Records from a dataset
PR #1619, opened 2021-06-04
feat(manifest): add parameter/output schema validation

vdice:
# What does this change
* Adds validation of the schema/definition itself for parameters and outputs

# What issue does it fix

# Notes for the reviewer
Follow-up validation now that v1 has the latest cnab-go release.

# Checklist
- [x] Unit Tests
- [ ] Documentation
- [ ] Schema (porter.yaml)

### DIFF
--- a/pkg/manifest/manifest.go
+++ b/pkg/manifest/manifest.go
@@ -346,7 +346,7 @@ func (pd *ParameterDefinition) Validate() error {
 
 	// Validate the Parameter Definition schema itself
 	if _, err := pdCopy.Schema.ValidateSchema(); err != nil {
-		return multierror.Append(result, err)
+		return multierror.Append(result, errors.Wrap(err, "encountered an error while validating parameter definition schema"))
 	}
 
 	if pdCopy.Default != nil {
@@ -711,7 +711,7 @@ func (od *OutputDefinition) Validate() error {
 
 	// Validate the Output Definition schema itself
 	if _, err := odCopy.Schema.ValidateSchema(); err != nil {
-		return multierror.Append(result, err)
+		return multierror.Append(result, errors.Wrap(err, "encountered an error while validating output definition schema"))
 	}
 
 	if odCopy.Default != nil {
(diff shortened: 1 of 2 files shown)


pkg/manifest/manifest.go
```diff
@@ -344,6 +344,11 @@ func (pd *ParameterDefinition) Validate() error {
 		pdCopy.ContentEncoding = "base64"
 	}
 
+	// Validate the Parameter Definition schema itself
+	if _, err := pdCopy.Schema.ValidateSchema(); err != nil {
+		return multierror.Append(result, err)
```
carolynvs, line 349: This error should be wrapped to provide more context on what failed. I think it will be confusing without saying that the schema for parameter X is invalid, or something like that.

pkg/manifest/manifest.go
```diff
@@ -704,6 +709,11 @@ func (od *OutputDefinition) Validate() error {
 		odCopy.ContentEncoding = "base64"
 	}
 
+	// Validate the Output Definition schema itself
+	if _, err := odCopy.Schema.ValidateSchema(); err != nil {
```
carolynvs, line 713: Let's wrap this error too.

carolynvs (changes requested):
Just one small change and we are all set. 👍

pkg/manifest/manifest.go
```diff
@@ -346,7 +346,7 @@ func (pd *ParameterDefinition) Validate() error {
 
 	// Validate the Parameter Definition schema itself
 	if _, err := pdCopy.Schema.ValidateSchema(); err != nil {
-		return multierror.Append(result, err)
+		return multierror.Append(result, errors.Wrap(err, "encountered an error while validating parameter definition schema"))
```
carolynvs, line 349: Oops, sorry I should have been more clear in my first review that the error should tell you which parameter it is, just like we do when validating the default value.

carolynvs (changes requested):

pkg/manifest/manifest.go
vdice: Ah, no, my fault; was not paying careful enough attention.  Definitely makes sense to include the param/output name in the error message :)

carolynvs (approved):
LGTM! :shipit:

What you have to do:
Once the records are read, print each of them exactly as written.

Result of the exercise:
PR #1619, opened 2021-06-04
feat(manifest): add parameter/output schema validation

vdice:
# What does this change
* Adds validation of the schema/definition itself for parameters and outputs

# What issue does it fix

# Notes for the reviewer
Follow-up validation now that v1 has the latest cnab-go release.

# Checklist
- [x] Unit Tests
- [ ] Documentation
- [ ] Schema (porter.yaml)

### DIFF
--- a/pkg/manifest/manifest.go
+++ b/pkg/manifest/manifest.go
@@ -346,7 +346,7 @@ func (pd *ParameterDefinition) Validate() error {
 
 	// Validate the Parameter Definition schema itself
 	if _, err := pdCopy.Schema.ValidateSchema(); err != nil {
-		return multierror.Append(result, err)
+		return multierror.Append(result, errors.Wrap(err, "encountered an error while validating parameter definition schema"))
 	}
 
 	if pdCopy.Default != nil {
@@ -711,7 +711,7 @@ func (od *OutputDefinition) Validate() error {
 
 	// Validate the Output Definition schema itself
 	if _, err := odCopy.Schema.ValidateSchema(); err != nil {
-		return multierror.Append(result, err)
+		return multierror.Append(result, errors.Wrap(err, "encountered an error while validating output definition schema"))
 	}
 
 	if odCopy.Default != nil {
(diff shortened: 1 of 2 files shown)


pkg/manifest/manifest.go
```diff
@@ -344,6 +344,11 @@ func (pd *ParameterDefinition) Validate() error {
 		pdCopy.ContentEncoding = "base64"
 	}
 
+	// Validate the Parameter Definition schema itself
+	if _, err := pdCopy.Schema.ValidateSchema(); err != nil {
+		return multierror.Append(result, err)
```
carolynvs, line 349: This error should be wrapped to provide more context on what failed. I think it will be confusing without saying that the schema for parameter X is invalid, or something like that.

pkg/manifest/manifest.go
```diff
@@ -704,6 +709,11 @@ func (od *OutputDefinition) Validate() error {
 		odCopy.ContentEncoding = "base64"
 	}
 
+	// Validate the Output Definition schema itself
+	if _, err := odCopy.Schema.ValidateSchema(); err != nil {
```
carolynvs, line 713: Let's wrap this error too.

carolynvs (changes requested):
Just one small change and we are all set. 👍

pkg/manifest/manifest.go
```diff
@@ -346,7 +346,7 @@ func (pd *ParameterDefinition) Validate() error {
 
 	// Validate the Parameter Definition schema itself
 	if _, err := pdCopy.Schema.ValidateSchema(); err != nil {
-		return multierror.Append(result, err)
+		return multierror.Append(result, errors.Wrap(err, "encountered an error while validating parameter definition schema"))
```
carolynvs, line 349: Oops, sorry I should have been more clear in my first review that the error should tell you which parameter it is, just like we do when validating the default value.

carolynvs (changes requested):

pkg/manifest/manifest.go
vdice: Ah, no, my fault; was not paying careful enough attention.  Definitely makes sense to include the param/output name in the error message :)

carolynvs (approved):
LGTM! :shipit:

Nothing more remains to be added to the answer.